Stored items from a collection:
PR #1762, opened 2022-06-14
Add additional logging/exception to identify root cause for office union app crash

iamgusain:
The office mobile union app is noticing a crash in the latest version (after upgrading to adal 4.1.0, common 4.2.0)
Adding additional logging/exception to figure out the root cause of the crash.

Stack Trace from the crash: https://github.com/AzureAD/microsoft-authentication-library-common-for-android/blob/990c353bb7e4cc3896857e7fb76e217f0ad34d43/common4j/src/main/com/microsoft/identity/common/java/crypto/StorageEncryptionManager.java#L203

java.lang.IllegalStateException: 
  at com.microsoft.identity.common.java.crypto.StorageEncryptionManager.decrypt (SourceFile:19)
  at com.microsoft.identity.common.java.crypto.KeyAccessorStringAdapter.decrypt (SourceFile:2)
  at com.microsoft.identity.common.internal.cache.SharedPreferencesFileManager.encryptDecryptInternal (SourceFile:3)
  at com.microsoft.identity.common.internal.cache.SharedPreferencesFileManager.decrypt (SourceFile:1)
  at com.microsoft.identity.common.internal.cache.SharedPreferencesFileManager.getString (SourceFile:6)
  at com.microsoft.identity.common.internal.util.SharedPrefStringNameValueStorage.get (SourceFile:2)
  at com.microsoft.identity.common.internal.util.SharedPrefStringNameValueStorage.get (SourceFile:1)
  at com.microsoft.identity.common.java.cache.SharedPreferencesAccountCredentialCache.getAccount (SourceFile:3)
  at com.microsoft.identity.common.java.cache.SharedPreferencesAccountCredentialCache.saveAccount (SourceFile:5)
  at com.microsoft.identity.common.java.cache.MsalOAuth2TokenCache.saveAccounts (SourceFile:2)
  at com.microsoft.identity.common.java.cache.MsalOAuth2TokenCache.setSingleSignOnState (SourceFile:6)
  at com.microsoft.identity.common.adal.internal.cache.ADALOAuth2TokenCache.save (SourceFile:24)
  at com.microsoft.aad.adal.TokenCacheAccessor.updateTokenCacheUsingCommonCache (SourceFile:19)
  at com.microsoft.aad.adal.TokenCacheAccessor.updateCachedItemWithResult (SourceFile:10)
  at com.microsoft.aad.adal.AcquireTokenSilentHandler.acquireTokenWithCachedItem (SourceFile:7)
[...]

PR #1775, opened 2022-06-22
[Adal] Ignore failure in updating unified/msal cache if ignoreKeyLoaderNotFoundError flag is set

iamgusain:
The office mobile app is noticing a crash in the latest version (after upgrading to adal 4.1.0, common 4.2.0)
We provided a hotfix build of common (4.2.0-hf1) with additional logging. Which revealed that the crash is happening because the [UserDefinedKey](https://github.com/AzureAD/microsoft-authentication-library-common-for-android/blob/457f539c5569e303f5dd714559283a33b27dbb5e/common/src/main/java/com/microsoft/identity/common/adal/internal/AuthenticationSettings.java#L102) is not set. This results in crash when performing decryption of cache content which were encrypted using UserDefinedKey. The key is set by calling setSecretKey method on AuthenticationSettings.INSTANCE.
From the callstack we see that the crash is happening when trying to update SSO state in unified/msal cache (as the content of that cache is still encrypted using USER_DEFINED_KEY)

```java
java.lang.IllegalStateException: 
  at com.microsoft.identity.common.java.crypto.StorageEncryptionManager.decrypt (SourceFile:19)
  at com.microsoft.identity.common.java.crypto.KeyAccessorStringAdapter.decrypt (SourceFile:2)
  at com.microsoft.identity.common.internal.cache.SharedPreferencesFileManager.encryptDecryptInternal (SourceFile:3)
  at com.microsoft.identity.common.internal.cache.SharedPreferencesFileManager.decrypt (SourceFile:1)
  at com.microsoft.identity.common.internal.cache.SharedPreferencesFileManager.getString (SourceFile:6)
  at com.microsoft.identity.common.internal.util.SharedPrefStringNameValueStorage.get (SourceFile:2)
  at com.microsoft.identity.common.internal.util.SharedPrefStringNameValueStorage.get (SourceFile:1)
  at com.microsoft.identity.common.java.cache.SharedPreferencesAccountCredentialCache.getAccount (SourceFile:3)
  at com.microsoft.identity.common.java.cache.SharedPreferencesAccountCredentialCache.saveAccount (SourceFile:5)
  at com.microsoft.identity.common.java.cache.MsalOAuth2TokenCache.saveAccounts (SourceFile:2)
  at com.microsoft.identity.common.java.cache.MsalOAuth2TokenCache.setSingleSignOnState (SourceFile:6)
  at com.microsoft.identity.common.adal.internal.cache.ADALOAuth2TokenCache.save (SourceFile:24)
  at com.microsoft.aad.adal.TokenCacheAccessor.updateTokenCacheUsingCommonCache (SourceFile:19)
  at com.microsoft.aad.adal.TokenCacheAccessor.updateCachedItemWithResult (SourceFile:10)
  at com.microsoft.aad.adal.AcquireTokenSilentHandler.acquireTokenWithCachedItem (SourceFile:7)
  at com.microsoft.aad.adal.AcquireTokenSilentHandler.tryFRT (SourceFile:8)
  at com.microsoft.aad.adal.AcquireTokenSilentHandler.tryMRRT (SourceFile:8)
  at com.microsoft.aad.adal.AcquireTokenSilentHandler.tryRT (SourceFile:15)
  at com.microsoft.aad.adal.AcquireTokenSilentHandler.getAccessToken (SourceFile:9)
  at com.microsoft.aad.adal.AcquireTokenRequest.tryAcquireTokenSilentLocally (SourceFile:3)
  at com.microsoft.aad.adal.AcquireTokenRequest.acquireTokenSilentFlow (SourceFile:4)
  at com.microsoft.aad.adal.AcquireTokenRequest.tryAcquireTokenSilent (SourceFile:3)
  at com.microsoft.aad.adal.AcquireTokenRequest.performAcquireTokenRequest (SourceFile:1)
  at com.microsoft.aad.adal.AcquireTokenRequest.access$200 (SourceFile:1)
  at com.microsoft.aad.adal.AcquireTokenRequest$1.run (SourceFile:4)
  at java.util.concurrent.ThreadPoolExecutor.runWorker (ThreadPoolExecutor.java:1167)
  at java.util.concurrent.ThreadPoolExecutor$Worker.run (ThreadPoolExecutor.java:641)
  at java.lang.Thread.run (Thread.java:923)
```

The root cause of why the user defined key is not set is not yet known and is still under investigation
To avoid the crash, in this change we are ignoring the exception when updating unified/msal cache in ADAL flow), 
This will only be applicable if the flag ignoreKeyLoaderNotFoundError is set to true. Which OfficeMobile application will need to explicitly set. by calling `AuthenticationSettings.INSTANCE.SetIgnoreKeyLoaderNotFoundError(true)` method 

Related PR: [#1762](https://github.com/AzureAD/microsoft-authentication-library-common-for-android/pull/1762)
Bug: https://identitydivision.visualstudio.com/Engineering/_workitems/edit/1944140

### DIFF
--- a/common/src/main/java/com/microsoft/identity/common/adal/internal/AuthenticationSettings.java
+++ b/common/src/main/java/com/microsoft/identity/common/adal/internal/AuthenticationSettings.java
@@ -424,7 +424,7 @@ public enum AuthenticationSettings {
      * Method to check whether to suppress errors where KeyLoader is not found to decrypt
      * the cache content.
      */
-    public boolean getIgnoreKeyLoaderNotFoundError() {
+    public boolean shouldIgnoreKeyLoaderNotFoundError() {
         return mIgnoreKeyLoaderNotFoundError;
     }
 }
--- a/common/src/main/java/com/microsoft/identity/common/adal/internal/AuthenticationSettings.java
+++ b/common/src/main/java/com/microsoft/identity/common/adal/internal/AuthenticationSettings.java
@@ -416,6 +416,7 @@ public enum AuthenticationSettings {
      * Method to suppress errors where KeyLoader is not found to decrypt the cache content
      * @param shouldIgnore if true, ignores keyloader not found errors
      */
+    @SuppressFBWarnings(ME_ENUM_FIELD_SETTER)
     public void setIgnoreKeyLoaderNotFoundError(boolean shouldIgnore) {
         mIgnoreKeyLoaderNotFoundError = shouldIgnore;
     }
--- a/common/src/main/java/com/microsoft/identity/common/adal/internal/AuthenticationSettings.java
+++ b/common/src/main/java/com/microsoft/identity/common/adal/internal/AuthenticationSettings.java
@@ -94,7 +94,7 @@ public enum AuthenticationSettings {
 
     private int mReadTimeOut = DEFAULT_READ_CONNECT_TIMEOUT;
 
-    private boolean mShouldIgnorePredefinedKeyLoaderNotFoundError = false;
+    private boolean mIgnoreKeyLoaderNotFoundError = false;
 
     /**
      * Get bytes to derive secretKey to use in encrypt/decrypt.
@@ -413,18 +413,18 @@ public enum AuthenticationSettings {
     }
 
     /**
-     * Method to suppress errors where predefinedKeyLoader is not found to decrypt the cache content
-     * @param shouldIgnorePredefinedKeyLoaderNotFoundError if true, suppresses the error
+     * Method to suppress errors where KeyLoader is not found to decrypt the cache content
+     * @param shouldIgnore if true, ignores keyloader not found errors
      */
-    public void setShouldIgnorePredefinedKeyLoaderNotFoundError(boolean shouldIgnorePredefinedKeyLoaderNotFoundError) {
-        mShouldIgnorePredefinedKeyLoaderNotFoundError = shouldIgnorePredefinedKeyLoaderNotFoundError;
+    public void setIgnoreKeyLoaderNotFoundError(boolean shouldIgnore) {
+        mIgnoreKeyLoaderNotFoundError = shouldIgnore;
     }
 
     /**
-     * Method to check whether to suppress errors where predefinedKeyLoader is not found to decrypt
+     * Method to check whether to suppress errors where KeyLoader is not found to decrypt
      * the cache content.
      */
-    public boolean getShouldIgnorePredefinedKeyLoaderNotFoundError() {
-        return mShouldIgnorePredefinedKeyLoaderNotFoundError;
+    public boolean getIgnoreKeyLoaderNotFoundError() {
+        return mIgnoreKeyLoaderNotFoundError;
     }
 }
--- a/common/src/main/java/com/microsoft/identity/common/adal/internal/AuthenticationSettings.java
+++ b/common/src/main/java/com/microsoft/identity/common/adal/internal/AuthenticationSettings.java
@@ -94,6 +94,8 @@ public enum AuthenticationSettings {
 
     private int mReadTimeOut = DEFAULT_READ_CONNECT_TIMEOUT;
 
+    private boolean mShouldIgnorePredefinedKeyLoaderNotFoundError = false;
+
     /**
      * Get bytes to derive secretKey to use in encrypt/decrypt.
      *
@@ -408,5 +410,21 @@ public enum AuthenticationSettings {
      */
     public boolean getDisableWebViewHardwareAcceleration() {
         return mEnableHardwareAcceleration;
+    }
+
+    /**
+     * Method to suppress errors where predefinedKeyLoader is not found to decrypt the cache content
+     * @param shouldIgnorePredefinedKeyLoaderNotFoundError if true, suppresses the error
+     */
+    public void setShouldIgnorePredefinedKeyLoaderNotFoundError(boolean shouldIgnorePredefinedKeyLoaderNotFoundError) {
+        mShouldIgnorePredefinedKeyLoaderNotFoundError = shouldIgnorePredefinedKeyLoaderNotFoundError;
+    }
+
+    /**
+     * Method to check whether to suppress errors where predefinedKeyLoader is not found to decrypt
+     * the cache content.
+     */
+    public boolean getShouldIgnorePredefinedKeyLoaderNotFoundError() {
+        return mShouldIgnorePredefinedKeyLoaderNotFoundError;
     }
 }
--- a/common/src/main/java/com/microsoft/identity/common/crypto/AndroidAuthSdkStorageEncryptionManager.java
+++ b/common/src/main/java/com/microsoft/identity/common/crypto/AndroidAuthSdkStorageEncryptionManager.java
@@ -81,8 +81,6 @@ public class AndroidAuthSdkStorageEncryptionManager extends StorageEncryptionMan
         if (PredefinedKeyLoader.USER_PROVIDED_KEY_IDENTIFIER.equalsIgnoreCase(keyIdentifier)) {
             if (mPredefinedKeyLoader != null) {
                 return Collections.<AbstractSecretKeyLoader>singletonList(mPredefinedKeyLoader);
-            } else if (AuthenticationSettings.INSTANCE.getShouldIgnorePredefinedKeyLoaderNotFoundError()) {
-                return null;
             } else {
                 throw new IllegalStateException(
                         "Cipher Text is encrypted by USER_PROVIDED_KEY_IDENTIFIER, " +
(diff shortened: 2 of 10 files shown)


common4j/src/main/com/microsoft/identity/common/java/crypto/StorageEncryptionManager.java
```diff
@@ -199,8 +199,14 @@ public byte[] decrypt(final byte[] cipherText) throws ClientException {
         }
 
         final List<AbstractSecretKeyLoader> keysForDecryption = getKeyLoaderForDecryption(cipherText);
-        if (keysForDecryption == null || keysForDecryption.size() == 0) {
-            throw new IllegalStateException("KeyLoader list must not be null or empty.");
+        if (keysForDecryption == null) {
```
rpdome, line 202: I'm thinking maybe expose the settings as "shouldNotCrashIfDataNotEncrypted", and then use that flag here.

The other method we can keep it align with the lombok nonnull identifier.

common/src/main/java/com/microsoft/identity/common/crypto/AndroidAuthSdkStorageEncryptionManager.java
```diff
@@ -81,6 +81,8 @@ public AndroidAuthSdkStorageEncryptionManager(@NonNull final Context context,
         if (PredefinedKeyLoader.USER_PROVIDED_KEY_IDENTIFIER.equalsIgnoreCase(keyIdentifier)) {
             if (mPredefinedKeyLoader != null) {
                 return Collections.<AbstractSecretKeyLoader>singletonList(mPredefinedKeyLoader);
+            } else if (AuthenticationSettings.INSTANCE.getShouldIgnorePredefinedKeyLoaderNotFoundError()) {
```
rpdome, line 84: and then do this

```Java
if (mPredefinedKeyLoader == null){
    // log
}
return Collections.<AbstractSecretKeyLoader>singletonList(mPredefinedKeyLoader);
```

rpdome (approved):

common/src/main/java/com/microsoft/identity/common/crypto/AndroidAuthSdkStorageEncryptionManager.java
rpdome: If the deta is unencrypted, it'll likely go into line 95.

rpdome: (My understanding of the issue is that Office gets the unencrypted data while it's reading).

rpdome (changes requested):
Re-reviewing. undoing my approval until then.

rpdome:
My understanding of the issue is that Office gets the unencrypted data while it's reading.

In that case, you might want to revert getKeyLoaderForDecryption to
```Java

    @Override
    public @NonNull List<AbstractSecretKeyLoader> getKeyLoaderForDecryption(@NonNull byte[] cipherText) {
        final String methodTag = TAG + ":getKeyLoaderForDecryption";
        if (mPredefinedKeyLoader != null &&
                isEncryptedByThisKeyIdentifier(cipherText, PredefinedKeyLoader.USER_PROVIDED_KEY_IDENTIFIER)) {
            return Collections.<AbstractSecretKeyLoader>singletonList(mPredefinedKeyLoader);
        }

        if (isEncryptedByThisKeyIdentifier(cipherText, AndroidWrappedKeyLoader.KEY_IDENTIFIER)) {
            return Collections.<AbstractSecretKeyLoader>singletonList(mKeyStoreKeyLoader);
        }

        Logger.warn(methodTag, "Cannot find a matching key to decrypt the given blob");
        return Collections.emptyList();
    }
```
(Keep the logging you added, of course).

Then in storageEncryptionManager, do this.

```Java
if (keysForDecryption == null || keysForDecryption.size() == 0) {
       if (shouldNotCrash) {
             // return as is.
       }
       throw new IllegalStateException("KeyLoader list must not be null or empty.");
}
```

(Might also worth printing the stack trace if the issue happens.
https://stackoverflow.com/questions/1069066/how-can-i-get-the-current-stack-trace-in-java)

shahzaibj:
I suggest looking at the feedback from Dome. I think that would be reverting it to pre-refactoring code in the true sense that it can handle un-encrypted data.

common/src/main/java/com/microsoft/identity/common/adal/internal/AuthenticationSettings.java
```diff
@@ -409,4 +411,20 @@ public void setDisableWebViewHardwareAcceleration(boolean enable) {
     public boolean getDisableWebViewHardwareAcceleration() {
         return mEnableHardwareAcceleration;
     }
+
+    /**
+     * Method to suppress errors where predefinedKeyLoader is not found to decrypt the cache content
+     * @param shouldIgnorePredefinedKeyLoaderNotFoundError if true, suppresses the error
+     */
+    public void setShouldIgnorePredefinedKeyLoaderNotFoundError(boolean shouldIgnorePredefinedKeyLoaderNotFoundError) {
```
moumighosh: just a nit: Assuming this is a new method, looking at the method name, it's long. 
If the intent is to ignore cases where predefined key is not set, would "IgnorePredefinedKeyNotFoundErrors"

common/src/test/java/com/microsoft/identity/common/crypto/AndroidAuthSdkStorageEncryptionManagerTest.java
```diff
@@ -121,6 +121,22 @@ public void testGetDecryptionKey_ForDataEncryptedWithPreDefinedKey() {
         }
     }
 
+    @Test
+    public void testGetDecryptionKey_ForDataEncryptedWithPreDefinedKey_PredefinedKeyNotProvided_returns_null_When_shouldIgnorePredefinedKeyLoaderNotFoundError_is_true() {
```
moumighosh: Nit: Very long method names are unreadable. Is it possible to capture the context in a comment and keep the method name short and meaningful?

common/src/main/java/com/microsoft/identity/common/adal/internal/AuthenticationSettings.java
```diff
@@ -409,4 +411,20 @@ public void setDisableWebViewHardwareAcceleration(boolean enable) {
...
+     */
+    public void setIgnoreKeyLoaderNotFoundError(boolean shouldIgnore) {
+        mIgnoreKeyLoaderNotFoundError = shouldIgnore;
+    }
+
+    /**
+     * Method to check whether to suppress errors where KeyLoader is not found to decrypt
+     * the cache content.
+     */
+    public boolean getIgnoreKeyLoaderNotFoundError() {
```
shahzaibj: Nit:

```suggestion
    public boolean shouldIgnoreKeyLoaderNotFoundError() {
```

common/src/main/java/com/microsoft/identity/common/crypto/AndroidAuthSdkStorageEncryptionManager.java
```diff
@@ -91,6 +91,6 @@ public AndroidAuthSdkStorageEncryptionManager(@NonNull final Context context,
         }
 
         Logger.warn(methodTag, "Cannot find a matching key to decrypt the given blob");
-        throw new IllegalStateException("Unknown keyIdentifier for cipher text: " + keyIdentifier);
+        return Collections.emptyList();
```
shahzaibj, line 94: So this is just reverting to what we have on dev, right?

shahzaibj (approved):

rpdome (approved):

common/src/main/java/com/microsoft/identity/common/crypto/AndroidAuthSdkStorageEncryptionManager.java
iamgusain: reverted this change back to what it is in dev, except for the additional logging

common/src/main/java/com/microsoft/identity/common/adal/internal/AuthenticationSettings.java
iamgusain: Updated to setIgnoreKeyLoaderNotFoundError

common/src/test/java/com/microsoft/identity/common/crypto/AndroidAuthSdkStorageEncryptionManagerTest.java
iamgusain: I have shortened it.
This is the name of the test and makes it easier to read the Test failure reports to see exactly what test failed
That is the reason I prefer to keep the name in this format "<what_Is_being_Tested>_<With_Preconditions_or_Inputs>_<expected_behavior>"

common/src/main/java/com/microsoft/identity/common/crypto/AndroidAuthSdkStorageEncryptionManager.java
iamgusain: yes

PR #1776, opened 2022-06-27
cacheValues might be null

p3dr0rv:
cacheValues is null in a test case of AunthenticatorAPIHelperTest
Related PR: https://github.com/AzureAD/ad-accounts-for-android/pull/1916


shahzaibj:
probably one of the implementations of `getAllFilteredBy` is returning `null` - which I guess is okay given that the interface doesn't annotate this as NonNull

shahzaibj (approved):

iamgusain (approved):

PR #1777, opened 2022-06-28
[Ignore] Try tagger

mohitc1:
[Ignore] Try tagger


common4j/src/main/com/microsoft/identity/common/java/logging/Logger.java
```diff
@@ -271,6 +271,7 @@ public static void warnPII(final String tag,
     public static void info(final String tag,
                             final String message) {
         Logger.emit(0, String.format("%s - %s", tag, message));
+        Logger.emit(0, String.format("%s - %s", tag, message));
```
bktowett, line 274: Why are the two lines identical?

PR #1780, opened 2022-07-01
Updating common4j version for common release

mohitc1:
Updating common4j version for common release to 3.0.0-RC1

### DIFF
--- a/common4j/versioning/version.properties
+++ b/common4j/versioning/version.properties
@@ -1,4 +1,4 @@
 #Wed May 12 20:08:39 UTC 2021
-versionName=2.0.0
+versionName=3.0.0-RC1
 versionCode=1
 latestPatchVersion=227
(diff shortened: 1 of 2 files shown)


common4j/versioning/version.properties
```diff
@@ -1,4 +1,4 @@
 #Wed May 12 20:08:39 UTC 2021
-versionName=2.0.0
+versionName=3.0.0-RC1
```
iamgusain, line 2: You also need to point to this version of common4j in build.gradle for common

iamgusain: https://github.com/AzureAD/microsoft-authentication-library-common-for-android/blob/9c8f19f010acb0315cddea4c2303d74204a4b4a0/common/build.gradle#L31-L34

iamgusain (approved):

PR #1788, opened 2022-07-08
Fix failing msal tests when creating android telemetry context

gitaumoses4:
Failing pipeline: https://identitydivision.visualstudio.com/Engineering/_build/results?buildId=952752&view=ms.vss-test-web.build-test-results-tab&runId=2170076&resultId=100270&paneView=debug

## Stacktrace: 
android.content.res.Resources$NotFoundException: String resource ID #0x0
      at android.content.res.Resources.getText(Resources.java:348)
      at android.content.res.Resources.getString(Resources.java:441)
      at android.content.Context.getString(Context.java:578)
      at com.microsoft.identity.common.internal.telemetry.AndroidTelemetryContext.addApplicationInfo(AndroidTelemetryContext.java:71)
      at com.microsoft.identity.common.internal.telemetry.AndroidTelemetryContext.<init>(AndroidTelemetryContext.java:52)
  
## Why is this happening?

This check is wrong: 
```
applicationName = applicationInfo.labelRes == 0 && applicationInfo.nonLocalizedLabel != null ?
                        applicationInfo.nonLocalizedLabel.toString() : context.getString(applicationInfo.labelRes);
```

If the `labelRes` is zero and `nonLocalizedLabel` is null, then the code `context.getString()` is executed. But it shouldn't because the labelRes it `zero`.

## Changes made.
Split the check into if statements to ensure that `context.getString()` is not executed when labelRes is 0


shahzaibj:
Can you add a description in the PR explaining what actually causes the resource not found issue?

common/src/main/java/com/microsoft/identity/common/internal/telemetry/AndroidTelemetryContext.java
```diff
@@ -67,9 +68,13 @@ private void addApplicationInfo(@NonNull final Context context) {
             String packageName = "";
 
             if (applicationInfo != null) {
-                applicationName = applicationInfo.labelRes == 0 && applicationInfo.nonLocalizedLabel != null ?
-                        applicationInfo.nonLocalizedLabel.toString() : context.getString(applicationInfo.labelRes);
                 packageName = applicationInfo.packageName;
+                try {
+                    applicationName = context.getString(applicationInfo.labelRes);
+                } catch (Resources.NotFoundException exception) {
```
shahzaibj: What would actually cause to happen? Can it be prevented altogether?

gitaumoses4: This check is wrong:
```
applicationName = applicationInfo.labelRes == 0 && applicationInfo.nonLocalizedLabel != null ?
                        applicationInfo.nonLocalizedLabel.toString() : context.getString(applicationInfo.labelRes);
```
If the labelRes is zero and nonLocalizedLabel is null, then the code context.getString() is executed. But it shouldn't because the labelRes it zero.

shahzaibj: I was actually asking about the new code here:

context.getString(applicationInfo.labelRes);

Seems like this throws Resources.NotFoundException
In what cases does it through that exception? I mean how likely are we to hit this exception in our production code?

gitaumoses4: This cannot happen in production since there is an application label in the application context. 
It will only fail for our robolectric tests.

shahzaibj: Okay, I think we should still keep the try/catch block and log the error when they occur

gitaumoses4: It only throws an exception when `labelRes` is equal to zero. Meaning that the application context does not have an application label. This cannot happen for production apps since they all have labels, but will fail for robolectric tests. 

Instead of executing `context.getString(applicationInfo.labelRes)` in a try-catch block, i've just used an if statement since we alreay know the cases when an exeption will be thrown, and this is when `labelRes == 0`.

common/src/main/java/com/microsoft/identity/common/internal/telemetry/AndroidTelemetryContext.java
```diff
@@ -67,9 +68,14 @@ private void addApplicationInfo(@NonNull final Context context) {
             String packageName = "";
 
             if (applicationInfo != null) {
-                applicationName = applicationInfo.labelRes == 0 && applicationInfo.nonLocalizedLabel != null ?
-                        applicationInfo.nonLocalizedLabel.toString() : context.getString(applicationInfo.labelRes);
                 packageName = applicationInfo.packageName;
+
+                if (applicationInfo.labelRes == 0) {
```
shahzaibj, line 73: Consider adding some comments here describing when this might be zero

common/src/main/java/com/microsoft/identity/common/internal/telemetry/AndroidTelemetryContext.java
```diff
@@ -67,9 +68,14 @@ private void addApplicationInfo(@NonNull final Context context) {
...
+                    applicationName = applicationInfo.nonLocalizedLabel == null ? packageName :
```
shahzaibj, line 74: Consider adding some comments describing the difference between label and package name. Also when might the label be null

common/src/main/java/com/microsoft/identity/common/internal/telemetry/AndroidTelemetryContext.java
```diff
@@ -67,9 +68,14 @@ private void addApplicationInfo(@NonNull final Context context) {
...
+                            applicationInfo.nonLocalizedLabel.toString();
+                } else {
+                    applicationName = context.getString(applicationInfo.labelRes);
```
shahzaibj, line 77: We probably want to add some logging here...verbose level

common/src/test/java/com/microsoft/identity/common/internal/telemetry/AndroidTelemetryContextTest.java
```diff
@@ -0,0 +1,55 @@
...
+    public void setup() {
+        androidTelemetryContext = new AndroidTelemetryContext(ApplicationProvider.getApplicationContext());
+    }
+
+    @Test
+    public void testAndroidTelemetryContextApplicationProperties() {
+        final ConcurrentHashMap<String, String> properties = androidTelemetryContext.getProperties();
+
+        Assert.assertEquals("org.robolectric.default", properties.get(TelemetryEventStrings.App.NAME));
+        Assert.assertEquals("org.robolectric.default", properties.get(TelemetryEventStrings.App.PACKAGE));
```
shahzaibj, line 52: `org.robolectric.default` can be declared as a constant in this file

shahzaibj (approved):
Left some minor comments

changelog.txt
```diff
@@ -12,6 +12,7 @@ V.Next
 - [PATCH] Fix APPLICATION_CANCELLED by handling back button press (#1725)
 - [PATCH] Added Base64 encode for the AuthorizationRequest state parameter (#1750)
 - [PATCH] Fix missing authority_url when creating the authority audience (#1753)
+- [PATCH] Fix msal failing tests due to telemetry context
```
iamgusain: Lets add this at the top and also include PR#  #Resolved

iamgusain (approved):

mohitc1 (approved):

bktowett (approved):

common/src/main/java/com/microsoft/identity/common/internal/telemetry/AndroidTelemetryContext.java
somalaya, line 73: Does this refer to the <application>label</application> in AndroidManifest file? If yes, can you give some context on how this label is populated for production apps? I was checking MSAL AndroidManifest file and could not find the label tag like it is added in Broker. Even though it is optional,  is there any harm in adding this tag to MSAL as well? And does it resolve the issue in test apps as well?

== Problem ==
Where a line of the records contains the word "must", copy that line.

== Output of the task ==
-            throw new IllegalStateException("KeyLoader list must not be null or empty.");
       throw new IllegalStateException("KeyLoader list must not be null or empty.");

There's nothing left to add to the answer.